There is a common data structure called a scene graph that is a hierarchical representation of coordinate space relationships, specifically for the purpose of facilitating transformations on groups of related objects. For example, a player mesh that holds a weapon mesh in its hands would be represented in the scene graph as a player node with a weapon child node. If the player node is translated or rotated, the transformation will carry through to the weapon node.

Aside from this scene graph representation, there would also be another data structure for the purposes of space partitioning, to facilitate visibility testing, such as Binary Space Partitions or Octrees.
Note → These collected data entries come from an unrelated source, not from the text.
PR #115, opened 2026-04-13
Short Name Resolver

The-Ray-Man:
# Short Name Resolver

Every name has a ordered list of name candidates. To build this candidates a custom DSL exists. The earlier candidates are usually shorter and the last candidate should be the most specific name.

During the registration the `shortNameResolver` collects all names and builds a dependency graph with it. It also infers if a name could appear in the Viper Program. This graph can be viewed form the debugger by calling the `render()` method. 

Once the `resolve` function is called the resolver will use the graph to find unique and short names for all the names that can appear in viper. 
First it will calculated the represented by relation on the names. This is used for things that have different names but we want to merge them. This can happen for public fields with the same name. In Viper we can allow them to be shared. It can happen that the public fields have structurally a different name, therefore they are not deduplicated when registering the names. This usually happens for getters and setters of public fields with the same name, when they are defined in nested classes.

This works in a iterative progress:
1. Identify the conflicting names and group them
2. Choose one group to resolve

If using an octree, keep some threshold number of meshes per node to avoid excessive partitioning. Similarly, if a mesh fits in multiple partitions then it should appear in each of them. When objects move, the list of meshes in each partition should be modified to represent this change. Too many or too few meshes in a partition might require partitioning or merging, respectively.

The rendering phase can then be divided into visibility determination and actual rendering. The octree is traversed to collect visible objects. These objects are added to specific buckets pertaining to their shader type, and during rendering these buckets are rendered sequentially to avoid unnecessary/duplicate state changes.

The engine I’m creating so far consists of actors that are component-based. I feel that perhaps it would be possible to define a mesh component, for example, that contains relevant information. The actors can use the visitor pattern so that, on traversal of the scene graph, the renderer calls the actor’s render method which fetches any renderable components and delegates the rendering back to the renderer. TODO: Is that a good idea? What would constitute a “renderable” component? Enforcing this in static code would seemingly do away with the benefits of run-time composition?

Major Notation

I learned linear algebra and related 3D math using math and Direct3D texts which both used left-handed coordinate systems and row-major notation. Transitioning to the right-handed system of OpenGL, I was aware of some of the differences, such as reversing the order of matrix concatenations, but I was a bit uncertain about everything entailed in usng the different system. I found a pretty good article on the topic. What follows are my notes from reading that article.


The handedness of a system has an effect on the directions of the positive $z$-axis, positive rotation, and the cross-product. These can easily be determined by using the right-hand rule or left-hand rule. It’s important to realize that this has nothing to do with row or column-major notation.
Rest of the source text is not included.